First Female Celebrity Colonel Sanders, Reba McEntire, Sings a Honky-Tonk Song in New KFC Spot

The ad promotes the chain's Smoky Mountain BBQ flavor

Reba McEntire stars as Colonel Sanders in the 60-second spot.
KFC

KFC has a new celebrity wearing Colonel Sanders’ signature white suit and goatee—Reba McEntire, who stars in a new 60-second spot promoting the fried-chicken chain’s new Smoky Mountain BBQ flavor.

A 30-second version of the ad from Wieden + Kennedy in Portland will air during Sunday’s Grammy Awards broadcast on CBS. McEntire replaces the noncelebrity Colonel Sanders.

“[The creative team] wrote everything, the script and the music,” McEntire told Adweek. “I thought they did a wonderful job on it all. We had fun with it. I’d go in and sing it my way and they’d laugh and say for me to do it this way, and we’d all laugh.”
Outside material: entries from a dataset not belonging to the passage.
PR #3317, opened 2022-01-25
Fix auth checks on the estimated hypertension card

vkrmis:
**Story card:** [sc-6866](https://app.shortcut.com/simpledotorg/story/6866/state-level-reports-are-broken)

## Because

We accidentally broke state level reports by doing a `:manage` check on state regions

### DIFF
--- a/app/views/reports/regions/_hypertension_patient_coverage.html.erb
+++ b/app/views/reports/regions/_hypertension_patient_coverage.html.erb
@@ -28,7 +28,7 @@
   </div>
 <% elsif !(@region.estimated_population&.show_coverage) %>
     <% if @region.district_region? %>
-      <% if (accessible_region?(@region, :manage)) %>
+      <% if accessible_region?(@region, :manage) %>
         <div class="mb-16px p-12px br-4px bg-blue-light">
           <p class="m-0px fs-14px c-black">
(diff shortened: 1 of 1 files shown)


app/views/reports/regions/_hypertension_patient_coverage.html.erb
```diff
@@ -26,32 +26,38 @@
...
+          <p class="m-0px fs-14px c-black">
+            Ask a Dashboard admin to add the est. hypertensive population for <%= @region.name %> to see the hypertension coverage rate.
+          </p>
+        </div>
+      <% end %>
     <% elsif @region.state_region? %>
-      <p class="m-0px fs-14px c-black">
-        Ask a Dashboard admin to add the est. hypertensive population for all districts ine<%= @region.name %> to see the hypertension coverage rate.
-      </p>
+      <% if @region.district_regions.all? { |district_region| accessible_region?(district_region, :manage) } %>
```
rsanheim, line 46: This could be really slow for large states as it will do n+1 calls for every district.  Can we do this in a more efficient way?

vkrmis: Switched to a `superset?` check, so we'll fetch the `accessible_district_regions` up front.

PR #3322, opened 2022-01-27
Rate limit OTPs from the same user ID

ssrihari:
**Story card:** [sc-6911](https://app.shortcut.com/simpledotorg/story/6911/no-rate-limit-on-otp)


config/initializers/rate_limiter.rb
```diff
@@ -51,9 +44,9 @@ class Rack::Attack
       end
     end
 
-    throttle("throttle_user_activate", RateLimit.user_api_options) do |req|
+    throttle("throttle_user_activate", RateLimit.auth_api_options) do |req|
       if req.post? && req.path.start_with?("/api/v4/users/activate") && SimpleServer.env.production?
-        req.ip
+        req.ip && req.params['user']['id']
```
harimohanraj89, line 49: This is generating a boolean result, right? I believe that's the wrong thing to return here. We need to return a unique "cache key" that will be used to categorize each rate limit bucket. I think we've accidentally created only 2 buckets - true and false. We probably want to do something like 

`"#{req.ip} #{req.params['user'][id]}`

harimohanraj89 (changes requested):
Blocking change requested.

config/initializers/rate_limiter.rb
harimohanraj89: Ah, additionally, I think our specs will need to be updated so that in addition to `expect to be blocked when i > limit`, we also need the `expect _not_ to be blocked when i <= limit`. That would have surfaced this problem.

ssrihari: > This is generating a boolean result, right?

Since the IP would always exist, this would actually just return the user-id. Which is, accidentally, correct 😁 . We do have the other test as well, actually.

I've changed this in ae2174f1566369613b1b87fa9b5eb56da68aaa9a to return just the user-id. This should be alright now, ya?

harimohanraj89: Ha, that's amazing 😂 Yeah just a user ID should be great, and is simple to grok as well.

harimohanraj89 (approved):
LOL it works! :shipit:

PR #3331, opened 2022-01-28
Send validation errors to logs instead of Sentry

harimohanraj89:
**Story card:** [sc-5177](https://app.shortcut.com/simpledotorg/story/5177/sync-validation-error-move-exception-to-datadog)

## Because

We don't want to send these no-action-required incidents to Sentry, we want to send them to logs to be parsed in DD if necessary.


vkrmis (approved):
🚢

PR #3333, opened 2022-01-28
allow <a> tags to wrap

vkrmis:
**Story card:** [sc-5567](https://app.shortcut.com/simpledotorg/story/5567/fix-overflow-on-drug-consumption-screen)

## Because

Blocks and facilities with long names break styling on the drug consumption page

## This addresses

Adds a css class to allow anchor tags to wrap

### DIFF
--- a/app/assets/stylesheets/partials/_dashboard.scss
+++ b/app/assets/stylesheets/partials/_dashboard.scss
@@ -209,6 +209,10 @@ th sup {
       text-overflow: ellipsis;
       overflow: hidden;
     }
+
+    a.allow-wrap {
+      white-space: normal !important;
+    }
   }
 
   col { border-left: 1px solid $grey-lightest; }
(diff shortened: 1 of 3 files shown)


vkrmis:
The wrapping problem happens when there are long names as well as a lot of columns. We would need to ellips-ize much earlier to avoid the wrapping, since the drug consumption page has 12 columns in some places. Curiously the drug stock page introduces a horizontal scroll instead of breaking the table. Ideally we'd pick one style and go with it for both these pages.

Drug Consumption with wrapping
Screenshot 2022-01-28 at 6 51 38 PM

Drug Consumption
Screenshot 2022-01-28 at 6 49 22 PM

Drug Stock
Screenshot 2022-01-28 at 6 49 09 PM

vkrmis:
> Curiously the drug stock page introduces a horizontal scroll instead of breaking the table. 

Fixed this discrepancy. Both pages can now horizontally scroll.
Also allowing the names to wrap on both pages, so hopefully we don't end up horizontally scrolling too often.

Alternatively, we could set a much smaller column width, and ellips-ize early, but I'm not a fan of this since we have lots of facilities with very long names (they sometimes include the name of their corresponding PHC in the name). 

wdyt @dburka, @claudiovallejo

dburka:
Sounds like a fine compromise @vkrmis . Ship it.

PR #5212, opened 2023-07-17
Support Drug Stock Reports via questionnaires (aka dynamic forms)

olttwa:
**Story card:** [sc-10883](https://app.shortcut.com/simpledotorg/story/10883/move-et-drug-stocks-to-questionnaires)

## Because

We are moving drug-stock form from a web-view to an offline-first dynamic questionnaire in Ethiopia. We need date input for recording expiration of a batch of drugs.

## This addresses
1. Support for date input field in questionnaires
2. Support for drug-stock report type in questionnaires
3. Initialize questionnaire responses every month


app/helpers/questionnaire_responses_helper.rb
```diff
@@ -0,0 +1,16 @@
+module QuestionnaireResponsesHelper
+  def latest_active_questionnaire_id(type)
+    Questionnaire.active.where(questionnaire_type: type).order(dsl_version: :desc).first.id
+  end
+
+  def month_date_str
+    @month_date.strftime("%Y-%m-%d")
```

McEntire said she was “spellbound” in December when she was asked to be the first woman and first musician Colonel Sanders and that she enjoyed the way she was able to “portray what I do for a living as the Colonel.”

“With Reba’s southern roots and entrepreneurial spirit, she truly embodies the values of the Colonel and the crowd-pleasing flavor of our Smoky Mountain BBQ,” said Andrea Zahumensky, CMO, KFC U.S., in a statement.

The new flavor will be available at participating KFC locations on Jan. 29.

McEntire said it was hard at first to sing while wearing the costume, goatee and mustache.

“It took a while to get used to it because when they put it on me, it was glued on my upper lip, and then when you smile, that stretches out,” she said. “So we kept gluing it back on.”

She continued: “I got a big kick out of the transformation and wearing the wig. The hardest part was when they said to me, ‘We want you to eat this piece of chicken while you’re the Colonel,’ and I looked at them and I looked at the band and they had mustaches and I said, ‘How do y’all eat with the mustache?'”

McEntire is in four spots for KFC, with the potential for a fifth appearance, according to a rep for the brand. McEntire noted that it “would thrill me to pieces to continue it on.”